Richard Dadd (1817–1886), Jason and Medea (1855), watercolour on paper, dimensions not known, The Victoria and Albert Museum, London. Image courtesy of and © Victoria and Albert Museum, London.

Richard Dadd’s watercolour of Jason and Medea, or The Flight of Medea with Jason – Chief of the Argonauts, shows Medea fleeing on foot with Jason, rather than in her sky chariot, which is in accord with non-Ovidian accounts of this myth. Iolcus is shown in the distance, and Medea’s maid is watching to see if they are being pursued.

Painted while Dadd was in Bethlem Hospital, Medea’s masculine appearance probably results from his lack of access to female models.

Ovid’s brief mention of Medea’s murder of her own sons has proved a more popular theme in painting.

Eugène Delacroix (1798–1863), Medea (1838), oil on canvas, 260 × 165 cm, Palais des Beaux-Arts de Lille, Lille, France. Wikimedia Commons.

Eugène Delacroix’s first version, titled simply Medea (1838) and now in Lille, captures the scene well. The mother looks anxiously into the distance, to see if she is being followed, or there are any witnesses about. The boys seem to know what is about to happen: one is crying as Medea’s arm is holding him by his neck, and the other is hiding under her skirts.

Eugène Delacroix (1798–1863), Medea about to Kill her Children (1862), oil on canvas, 122 x 84 cm, Musée du Louvre, Paris. Wikimedia Commons.

Delacroix made at least two later copies, including Medea about to Kill her Children (1862) which is half the size, and now in the Louvre.

Henri Klagmann (1842-1871), Medea (1868), oil, dimensions not known, Musée des Beaux-Arts de Nancy, Nancy, France. Image by Vassil, via Wikimedia Commons.

Henri Klagmann’s Medea (1868) shows the boys playing at mother’s feet, as Medea, grasping the handle of her knife with her left hand, wrestles with her conscience.

Vision of Medea 1828 by Joseph Mallord William Turner 1775-1851
Joseph Mallord William Turner (1775–1851), Vision of Medea (1828), oil on canvas, 173.7 x 248.9 cm, The Tate Gallery (Accepted by the nation as part of the Turner Bequest 1856), London.
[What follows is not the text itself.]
PR #3532, opened 2025-12-20
fix: serialize dynamic parameter groups and parameter group element modifications

collindutter:
Closes https://github.com/griptape-ai/griptape-nodes/issues/2007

Image © and courtesy of The Tate Gallery,

JMW Turner tries to bring together many of the elements in this tragedy in his ingenious Vision of Medea (1828), which he painted when staying in Rome with Sir Charles Eastlake during the autumn and winter of 1828.

Jason has abandoned Medea for his new bride Glauce (or Creusa), and Medea is now in the midst of an incantation to force his return. In the foreground are the materials which she is using to cast her spell: flowers, snakes, and other supplies of a sorceress. Seated by her are the Fates. In the upper right, Medea is shown again in a flash-forward to her fleeing Corinth in her chariot drawn by dragons, the bodies of her children thrown down after their deaths.

Turner didn’t show this painting at the Royal Academy until 1831, where it was considered to be a wonderful “combination of colour”, but generally incomprehensible.

We are fortunate to have a series of fine paintings which show the sequence of events leading to the downfall of the sorceress Medea.

The English translation of Ovid above is taken from Ovid. Metamorphoses. Tr. Brookes More. Boston. Cornhill Publishing Co. 1922, at Perseus. I am very grateful to Perseus at Tufts for this.